Issue #454, opened 2024-12-26
Codegate Projects (repos)


lukehinds:
projects is something that myself and @jhrozek  discussed, and the more our discussion unfolded, the more it was realised how useful this could be in unlocking many features that would be highly beneficial to users. It is also an ‘inevitable’ that we will need such a feature, so sooner the better and less painful in the long run. 

This document attempts to describe the potential scope of Projects, what might they look like, and what they could unlock feature-wise.

## Non-Goals

Let’s start off with non-goals, as this is important. Projects would not mean a multi-tenant system with access control, hierarchy etc. If we need that (which will be much later) then a system such as Minder would be a more logical choice. 

## So what is a Project?

A project (in respect of this document) is essentially a means of grouping elements under a single codebase / repository. 

At present, we track the following elements, which are collated together as singular object:

- Prompt (chat or FIM based, either from the user or the IDE / Agent)  
- LLM Output  
- Secrets  
- Malicious / Deprecated Packages

These can be further broken down into pipelines, where Secrets and Malicious Packages are inserted into a flow of checks via the pipeline system.

Over time, we plan to introduce more elements, such as token count, suspicious shell patterns, and folder obfuscation etc. It’s at this point that you can start to see a large amount of data all sitting in the same pile, making for an organized mess in the dashboard.

A project is a representation of a git repository, perhaps mounted in a volume or by other means (TBD)

The first obvious benefit of Projects in CodeGate is the grouping together of elements, neatly under a parent (a repository). This will make the UX far more user-friendly than a big long ever increasing list of prompts, secrets and malicious packages.

## Root Element (Repository)

The Nexus of a Project is the **Repository**. This is a logical component to use, for the following reasons:

1. Prompts are specific to a codebase / repository (outside of generic chatbot scenarios)  
2. Outputs are specific to a codebase / repository   
3. Files and their paths are specific to a codebase / repository  
4. Secrets and Malicious packages are are specific to a codebase / repository

So we see we have logical grouping with a repository. 

With a repository as the root element / grouping and local file access of the repository being made available to codegate, this then allows some highly useful features

### Better UI Organization

Right now we lump everything in together, with separate buckets for each repo, it will be far more useful to helping users find what they need. 

### Project Based System Prompt

[...]

PR #583, opened 2025-01-14
WIP: feat: Initial code to load workspaces from a specific container path

aponcedeleonch:
Related: #454

This is the initial work to create workspaces when the server is initialized. The idea is that the user mounts a volume at the specific location: `/app/codegate_workspaces` and read from there the git repositories.

### DIFF
--- a/src/codegate/config.py
+++ b/src/codegate/config.py
@@ -54,6 +54,9 @@ class Config:
     force_certs: bool = False
 
     max_fim_hash_lifetime: int = 60 * 5  # Time in seconds. Default is 5 minutes.
+    ignore_paths_workspaces = [
+        ".git", "__pycache__", ".venv", ".DS_Store", "node_modules", ".pytest_cache", ".ruff_cache"
+    ]
 
     # Provider URLs with defaults
     provider_urls: Dict[str, str] = field(default_factory=lambda: DEFAULT_PROVIDER_URLS.copy())
--- a/src/codegate/workspaces/workspaces.py
+++ b/src/codegate/workspaces/workspaces.py
@@ -1,0 +1,80 @@
+import asyncio
+import json
+import uuid
+from pathlib import Path
+from typing import Dict, List, Optional, Union
+
+from pydantic import BaseModel
+
+from codegate.db.connection import DbRecorder
+from codegate.db.models import Workspace
+
+
+class Folder(BaseModel):
+    files: List[str] = []
+
+
+class Repository(BaseModel):
+    name: str
+    folder_tree: Dict[str, Folder]
+
+
+class FolderRepoScanner:
+
+    def __init__(self, ignore_paths: Optional[List[str]] = None):
+        if ignore_paths is None:
+            ignore_paths = []
+        self.ignore_paths = ignore_paths
+
+    def _should_skip(self, path: Path):
+        """Skip certain paths that are not relevant for scanning."""
+        return any(part in path.parts for part in self.ignore_paths)
+
+    def _read_repository_structure(self, repo_path: Path) -> Dict[str, Folder]:
+        folder_tree: Dict[str, Folder] = {}
+        for path in repo_path.rglob('*'):
+            if self._should_skip(path):
+                continue
+
+            relative_path = path.relative_to(repo_path)
+            if path.is_dir():
+                folder_tree[str(relative_path)] = Folder()
+            else:
+                parent_dir = str(relative_path.parent)
+                if parent_dir not in folder_tree:
+                    folder_tree[parent_dir] = Folder()
+                folder_tree[parent_dir].files.append(path.name)
+        return folder_tree
+
+    def read(self, path_str: Union[str, Path]) -> List[Repository]:
+        path_dir = Path(path_str)
+        if not path_dir.is_dir():
+            print(f"Path {path_dir} is not a directory")
+            return []
+
+        found_repos = []
+        for child_path in path_dir.rglob('*'):
+            if child_path.is_dir() and (child_path / ".git").exists():
+                repo_structure = self._read_repository_structure(child_path)
+                new_repo = Repository(name=child_path.name, folder_tree=repo_structure)
+                found_repos.append(new_repo)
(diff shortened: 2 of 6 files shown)


src/codegate/config.py
```diff
@@ -54,6 +54,9 @@ class Config:
     force_certs: bool = False
 
     max_fim_hash_lifetime: int = 60 * 5  # Time in seconds. Default is 5 minutes.
+    ignore_paths_workspaces = [
+        ".git", "__pycache__", ".venv", ".DS_Store", "node_modules", ".pytest_cache", ".ruff_cache"
+    ]
```
jhrozek, line 59: would it make sense to just include the contents of gitignore?
Sounds like we should make this configurable down the road.

src/codegate/workspaces/workspaces.py
```diff
@@ -0,0 +1,80 @@
...
+class Workspaces:
+
+    def __init__(self):
+        self._db_recorder = DbRecorder()
+
+    def read_workspaces(self, path: str, ignore_paths: Optional[List[str]] = None) -> None:
+        repos = FolderRepoScanner(ignore_paths).read(path)
+        workspaces = [
+            Workspace(
+                id=str(uuid.uuid4()),
```
jhrozek, line 74: Does this mean that if I restart the container I get a new Workspace per repo in the tree?

src/codegate/workspaces/workspaces.py
```diff
@@ -0,0 +1,80 @@
...
+from codegate.db.models import Workspace
+
+
+class Folder(BaseModel):
+    files: List[str] = []
+
+
+class Repository(BaseModel):
+    name: str
+    folder_tree: Dict[str, Folder]
```
JAORMX, line 19: Is the intent to store the whole directory tree of a repository?

src/codegate/config.py
aponcedeleonch: I did consider the contents of `.gitignore` but if we use that it would mean skipping files that may contain secrets but could still leaked to LLMs. 

I was planning to make `ignore_paths_workspaces` configurable through the cli, I just didn't have time to do so. The values here would be the defaults

src/codegate/workspaces/workspaces.py
aponcedeleonch: Yes, I still need to add functionality to avoid creating a new workspace if the repo already exists.

src/codegate/workspaces/workspaces.py
aponcedeleonch: Yes, the intent is to store the whole directory tree of a repository. The reasoning behind it is to do fast lookups when we see a path in the received code snippets. Right now, we get the path of a code snippet if it was supplied for context to the LLM. Example:
```json
{
  "messages": [
    {
      "role": "user",
      "content": "\n\n```py codegate/src/codegate/pipeline/factory.py (1-57)\nfrom typing import List\n\nfrom codegate.config import Config\nfrom codegate.pipeline.base import PipelineStep, SequentialPipelineProcessor\nfrom codegate.pipeline.codegate_context_retriever.codegate import CodegateContextRetriever\nfrom codegate.pipeline.extract_snippets.extract_snippets import CodeSnippetExtractor\nfrom codegate.pipeline.extract_snippets.output import CodeCommentStep\nfrom codegate.pipeline.output import OutputPipelineProcessor, OutputPipelineStep\nfrom codegate.pipeline.secrets.manager import SecretsManager\nfrom codegate.pipeline.secrets.secrets import (\n    CodegateSecrets,\n    SecretRedactionNotifier,\n    SecretUnredactionStep,\n)\nfrom codegate.pipeline.system_prompt.codegate import SystemPrompt\nfrom codegate.pipeline.version.version import CodegateVersion\n\n\nclass PipelineFactory:\n    def __init__(self, secrets_manager: SecretsManager):\n        self.secrets_manager = secrets_manager\n\n    def create_input_pipeline(self) -> SequentialPipelineProcessor:\n        input_steps: List[PipelineStep] = [\n            # make sure that this step is always first in the pipeline\n            # the other steps might send the request to a LLM for it to be analyzed\n            # and without obfuscating the secrets, we'd leak the secrets during those\n            # later steps\n            CodegateSecrets(),\n            CodegateVersion(),\n            CodeSnippetExtractor(),\n            CodegateContextRetriever(),\n            SystemPrompt(Config.get_config().prompts.default_chat),\n        ]\n        return SequentialPipelineProcessor(input_steps, self.secrets_manager, is_fim=False)\n\n    def create_fim_pipeline(self) -> SequentialPipelineProcessor:\n        fim_steps: List[PipelineStep] = [\n            CodegateSecrets(),\n        ]\n        return SequentialPipelineProcessor(fim_steps, self.secrets_manager, is_fim=True)\n\n    def create_output_pipeline(self) -> OutputPipelineProcessor:\n        output_steps: List[OutputPipelineStep] = [\n            SecretRedactionNotifier(),\n            SecretUnredactionStep(),\n            CodeCommentStep(),\n        ]\n        return OutputPipelineProcessor(output_steps)\n\n    def create_fim_output_pipeline(self) -> OutputPipelineProcessor:\n        fim_output_steps: List[OutputPipelineStep] = [\n            # temporarily disabled\n            # SecretUnredactionStep(),\n        ]\n        return OutputPipelineProcessor(fim_output_steps)\n\n```\nwhats this code doing?"
    }
  ],
  "model": "hosted_vllm/unsloth/Qwen2.5-Coder-32B-Instruct",
  "max_tokens": 4096,
  "stream": true,
  "base_url": "https://inference.codegate.ai/v1"
}
```

JAORMX: gotcha, that makes sense. Let's give this a little bit of thought; every time a file is added/removed we'd have to rewrite the JSON blob into the database and that's not optimal either.

aponcedeleonch:
The effort to automatically detect repositories from the information provided by the client is stopped. At the moment we don't have enough information to accurately pin-point the repository in which a user is working on. The workspaces effort will continue with #600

● Exercise prompt
Count the lines of the listing that contain the word "aponcedeleonch", and give only the number.

● Result of the task
5